Share your dilemmas and get honest opinions from other Mumsnetters.

To let 12 yo ds take 6yo dd to the local shops

138 replies

Whatafustercluck · 23/12/2022 07:57

Last night 12yo ds asked if he could take his 6yo sister to the shops today - company for him because he wants to buy me and dh a little present for Christmas. He's a mature amd sensible boy. He's allowed out on his own, we've left him home alone for a couple of hours (max) occasionally and he regularly catches the bus home from school (a 20 min journey). The shops are a Tesco Extra precinct, about a 5 minute walk away. They have to cross one road on the way, which isn't massively busy, and there us a crossing they will use. He has a phone to contact us on. 6yo is also pretty mature and aware of dangers, not a risk taker. They can argue and get a bit silly together as siblings do, but generally when I've had to leave ds in charge for 5 mins while I'm on a work call for example he helps her out if she needs it, baths her to help out sometimes and is fiercely protective of her. I have no doubts about his maturity and ability. But I worry that if, for example, anything bad were to happen, he would blame himself. This is something he really wants to do, and is very sweet (he's confident, but having her there gives him more confidence, same for her) but genuinely don't know if iabu for considering it.

OP posts:
10HailMarys · 23/12/2022 11:35

Totally normal and OK for a 12-year-old to take a younger sibling to the local shops.

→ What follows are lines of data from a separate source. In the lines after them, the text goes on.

PR #228, opened 2021-05-12
[feature] Allow forcing text input for username field in login form #89

### LINKED ISSUE #89: [feature] Feature: allow logging in using username, email or phone number
In most cases, using the email to sign up and log in will be the best option.

When RADIUS is configured to use realms (think of it like a federation of user access databases), the `@` character is the default delimiter which separates the username from the realm, so an email address would break this RADIUS feature.

Therefore, we need to support the possibility of configuring the login to have the `username` field.

We should take into account the SMS verification as well. We may default the username to the phone number if SMS verification is enabled.

nemesisdesign:
Closes #89

### DIFF
--- a/internals/generators/organization/config.yml.hbs
+++ b/internals/generators/organization/config.yml.hbs
@@ -97,7 +97,7 @@ client:
       input_fields:
         phone_number:
           placeholder:
-            en: "enter mobile phone number"
+            en: "mobile phone number"
           label:
             en: "mobile phone number"
           # default international prefix
@@ -110,7 +110,7 @@ client:
           pattern_description:
             en: "only letters, numbers, and @/./+/-/_ characters"
           placeholder:
-            en: "enter username"
+            en: "username"
           label:
             en: "username"
         email:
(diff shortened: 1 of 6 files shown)


internals/generators/organization/config.yml.hbs
```diff
@@ -147,7 +147,7 @@ client:
           pattern_description:
             en: "only letters, numbers, and @/./+/-/_ characters"
           placeholder:
-            en: "enter first name"
+            en: "first name"
```
codesankalp, line 150: Not related to this PR feature i.e. placeholder and label are the same.

codesankalp (approved):
Tested locally by changing each config for login form and it is working.

Shouldn't this be configurable while adding `org` i.e. `yarn add-org`?

internals/generators/organization/config.yml.hbs
nemesisdesign: you're right, but they were kind of mixed before so I made them all the same, I removed "enter" to keep it short so it always fit on small screens.

nemesisdesign:
> Tested locally by changing each config for login form and it is working.
> 
> Shouldn't this be configurable while adding `org` i.e. `yarn add-org`?

I double checked this, but it makes sense only when mobile verification is on and I am not sure if it's possible to add a conditional prompt. Anyway, it's kind of an advanced use case and I think the info in the README should suffice.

My brother definitely used to walk me round to the shops when I was little, and the age gap between us is the same as between your son and daughter.

Ionacat · 23/12/2022 11:37

I’d be fine with that, both myself and DH have Covid and my 12 year old took 6 year old to the park yesterday a 5 minute walk from our house. They then came back home, got some money and walked down the road to to the corner shop to get some sweets. They were desperate for some fresh air and promised to be sensible. We kept getting photos from the eldest. Both are very sensible and we could have sprinted over in an emergency in a few minutes.

DarkKarmaIlama · 23/12/2022 11:37

I have sons that age. No way. I wouldn’t burden my eldest with that.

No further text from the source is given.